-
Notifications
You must be signed in to change notification settings - Fork 36
Solr Schema
This document explains how to register a new field type for N-Triple indexing and querying in the Solr schema.xml.
In the example schema.xml, you can find the definition of field type named ntriple
.
You can notice that in its definition:
<fieldType name="ntriple" class="solr.TextField" omitNorms="true">
the parameter omitNorms
is set to true. Deactivating length normalisation on a SIREn field is recommended due to the particular way SIREn is indexing data within a field.
For index-time analysis, you have to define a TupleTokenizerFactory followed by a list of optional TokenFilterFactories that are applied in the listed order. The TupleTokenizerFactory creates and configures a TupleTokenizer.
<tokenizer class="org.sindice.siren.solr.analysis.TupleTokenizerFactory"
subschema="ntriple-schema.xml"
literal-fieldtype="ntriple-literal"/>
The TupleTokenizerFactory requires two parameters, subschema
and literal-fieldtype
. The subschema parameter indicates a secondary schema.xml file which includes the definition of the Literal analyzer. The literal-fieldtype parameter indicates which field type define the Literal analyzer.
The TokenTypeFilterFactory creates a TokenTypeFilter.
This filter can be configured to remove different token types created by SIREn. By default, it removes bnode, dot, datatype and language tag tokens. Such a behaviour can be changed by using one of the four optional parameters: bnode
, datatype
, languageTag
and dot
. By setting one of this parameter to 0, the TokenTypeFilter will not filter out the corresponding token type.
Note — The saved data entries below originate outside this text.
PR #880, opened 2020-02-18
ImportError -> Exception for guards around cupy/cudf import

jonmmease:
Currently, datashader imports `cupy` and `cudf` inside `try`/`except` blocks, and proceeds gracefully when an `ImportError` is raised.

I ran into a situation today where I was using a conda environment that had cupy installed, but without an NVIDIA GPU. When attemping to import cupy, an `AttributeError` was raised inside cupy.  since it was not an `ImportError`, this exception propagates all the way up and makes Datashader unusable in that environment.

With these changes, if any exception is raised while attempting to import `cupy` or `cudf`, Datashader will continue on without GPU support.

### DIFF
--- a/datashader/core.py
+++ b/datashader/core.py
@@ -20,12 +20,12 @@ from . import reductions as rd
 
 try:
     import cudf
-except ImportError:
+except Exception:
     cudf = None
 
 try:
     import dask_cudf
-except ImportError:
+except Exception:
     dask_cudf = None
 
 class Axis(object):
@@ -201,7 +201,7 @@ class Canvas(object):
                         source.spatial is not None and
                         source.spatial.x == x and source.spatial.y == y and
                         self.x_range is not None and self.y_range is not None):
-            
+
                     source = source.spatial_query(
                         x_range=self.x_range, y_range=self.y_range)
             glyph = Point(x, y)
--- a/datashader/data_libraries/__init__.py
+++ b/datashader/data_libraries/__init__.py
@@ -14,5 +14,5 @@ try:
     import dask_cudf as _dask_cudf  # noqa (Test dask_cudf installed)
     from . import dask_cudf         # noqa (API import)
 
-except ImportError:
+except Exception:
     pass
--- a/datashader/data_libraries/xarray.py
+++ b/datashader/data_libraries/xarray.py
@@ -7,7 +7,7 @@ from datashader.utils import Dispatcher
 
 try:
     import cupy
-except ImportError:
+except Exception:
     cupy = None
 
 glyph_dispatch = Dispatcher()
--- a/datashader/glyphs/area.py
+++ b/datashader/glyphs/area.py
@@ -11,7 +11,7 @@ from numba import cuda
 try:
     import cudf
     from ..transfer_functions._cuda_utils import cuda_args
-except ImportError:
+except Exception:
     cudf = None
     cuda_args = None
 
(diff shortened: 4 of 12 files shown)


jbednar:
Thanks. Wouldn't it be safer to check for either ImportError or AttributeError, to avoid hiding other errors that might be meaningful?

jbednar:
I guess there's a middle ground to consider as well, which would be to leave it checking for Exception everywhere except core.py. In core.py, you could first checking for ImportError or AttributeError and continue happily for either one, and then for general Exception you could print a warning that an unexpected error was encountered, but then still continue anyway.  That way it would be robust against future errors in the cu modules, but would still report when something unusual happens.

ceball:
> Wouldn't it be safer to check for either ImportError or AttributeError, to avoid hiding other errors that might be meaningful?

I'm a bit out of touch now, but I think what Jon has done is the standard thing that everyone does. You don't want any problem during import of an optional module to stop someone from being able to import and use your module, and trying to figure out what specifically to catch in all circumstances for an external package can be a bit tricky - hence catching everything. (Not that this would necessarily avoid all problems resulting from an attempted import gone wrong, but I guess it gets most.)

But, this means that people who _should have_ or _meant to use_ an optional module never learn it's not being used (except e.g. through poor performance). I guess that's what Jim is getting at? 

If the optional module told you all the things to watch out for being raised on import in various scenarios, or you figured them out, that would be ok. I'm not sure everything's known here, though? (Plus, just catching classes of exception probably isn't enough to be totally sure, vs catching specific ones.)

Otherwise, more extensive logging could be one general option (although people would have to look at the logs).

I guess another option could be telling people to declare that they want something, e.g. "DEFINITELY_USE_MY_GPU=1 python -c import datashader" kind of a thing, then telling only those people they don't have what they wanted because e.g. some import failed. This seems unwieldy. 

Or the above, but via the test suite. I.e. tell people that after installing, if they want to be sure it's working with their optional module/hardware/whatever, they should run the test suite with DEFINITELY_USE_MY_GPU=1 or --definitely-use-my-gpu or whatever.

Another possibility might be that we could check if one or modules _exists_ (i.e. should be importable) before trying to import it, and only try to actually import it if so; if it subsequently fails to import (for any reason), print a warning and the traceback (on the assumption that someone who has it meant for it to be used).

jonmmease:
Thanks for weighing in @jbednar and @ceball,

> Wouldn't it be safer to check for either ImportError or AttributeError, to avoid hiding other errors that might be meaningful?

I didn't dig into the stack trace, but I suspect that the `AttributeError` that I hit wasn't actually an intended user-facing exception from cupy.  So I guess it didn't seem right to me to add a special case for it in Datashader.

> But, this means that people who should have or meant to use an optional module never learn it's not being used (except e.g. through poor performance). I guess that's what Jim is getting at?

So this is a nice thing about the Datashader design. GPU support is always and only performed if you pass in a GPU data structure.  If we automatically enabled GPU acceleration on the traditional data structures when a compatible GPU was available, then I would agree that it wouldn't be wise to swallow general exceptions without alerting the user.  But in our case, if a user wants GPU support they will need to import cudf/cupy themselves to build up the right data structure, in which case they will see the full import error for themselves.

So that was my reasoning.

ceball:
Ha ha, sorry, my answer was too generic and hasty. 

I haven't had chance to try the GPU support yet 🙁

I'll shut up 😂

jbednar:
Ok, sounds good! Thanks.

PR #882, opened 2020-02-21
Do not automatically trigger the creation of a spatialpandas spatial index

jonmmease:
Slight change in Datashader's use of `spatialpandas` that I made in order to match the legacy performance of https://examples.pyviz.org/osm/osm-1billion.html#osm-gallery-osm-1billion.

With this change, Datashader will use the per-partition spatial index if one is present but it will not trigger the creation of a new spatial index.  Datashader will still always use/create a spatialindex across all of the partitions in order to judge which partitions are needed.


jbednar:
Looks good. Feel free to merge once the PR build passes.

PR #888, opened 2020-04-06
Fixed InteractiveImage bokeh 2.0 compatibility

philippjfr:
Makes InteractiveImage compatible with bokeh 2.0 and deprecates it.

### DIFF
--- a/datashader/bokeh_ext.py
+++ b/datashader/bokeh_ext.py
@@ -4,10 +4,10 @@ from distutils.version import LooseVersion
 
 import uuid
 import json
+import warnings
 
 import numpy as np
 import bokeh
-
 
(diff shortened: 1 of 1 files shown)


datashader/bokeh_ext.py
```diff
@@ -219,6 +234,10 @@ class InteractiveImage(object):
 
     def __init__(self, bokeh_plot, callback, delay=200, timeout=2000, throttle=None,
                  **kwargs):
+        warnings.warn('InteractiveImage has been deprecated as of 0.11.0. '
```
jbednar, line 237: It should say that it's been deprecated since 0.8.0, though at that time it was only in the release notes.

For example, in the following example, the bnode token type will be kept and indexed by SIREn:
<filter class="org.sindice.siren.solr.analysis.TokenTypeFilterFactory"
bnode="0"/>
The URIEncodingFilterFactory creates a URIEncodingFilter.
This URIEncodingFilter decodes special characters in URIs such as '?' or '<' (except of the SPACE that can be encoded with '+') which are encoded by a '%' and followed by two characters in hexadecimal format.
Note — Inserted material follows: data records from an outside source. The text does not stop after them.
PR #894, opened 2020-04-09
Update deprecations

philippjfr:
Deprecates:

- `datashader.geo`
- `datashader.spatial`

### DIFF
--- a/datashader/geo.py
+++ b/datashader/geo.py
@@ -5,17 +5,28 @@ This module contains geoscience-related transfer functions whose use is complete
 
 from __future__ import division, absolute_import
 
+import warnings
+
 import pandas as pd
 import numpy as np
 import datashader.transfer_functions as tf
 
 from datashader import Canvas
 from datashader.colors import rgb
-from datashader.utils import ngjit, lnglat_to_meters   # noqa (API import)
+from datashader.utils import (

The URILocalnameFilterFactory creates a URILocalnameFilter.
The URILocalnameFilter extracts the localname of an URI, and breaks it into smaller components based on delimiters, such as uppercase or integers. By default, it does not tokenise localname with a length superior to 64 characters. Such a behaviour can be changed with the parameter maxLength
.
The URITrailingSlashFilterFactory creates a URITrailingSlashFilter.
The URITrailingSlashFilter removes the trailing slash of an URI.
The MailtoFilterFactory creates a MailtoFilter.
The MailtoFilter tokenises the URIs with a mailto scheme.
The SirenDeltaPayloadFilterFactory creates a SirenDeltaPayloadFilter.
It is mandatory to have the SirenDeltaPayloadFilter as the last filter of the list. This filter is in charge of encoding the SIREn metadata (tuple and cell ids) into the payload of each token.
The analysis of Literals is orthogonal to the analysis of tuples. The Literal analyzer is defined in the secondary schema (ntriple-schema.xml):
<fieldType name="ntriple-literal" class="org.apache.solr.schema.SubTextField">
All field types in the secondary schema must be defined as class="org.apache.solr.schema.SubTextField"
.
The ASCIIFoldingExpansionFilterFactory creates a ASCIIFoldingExpansionFilter.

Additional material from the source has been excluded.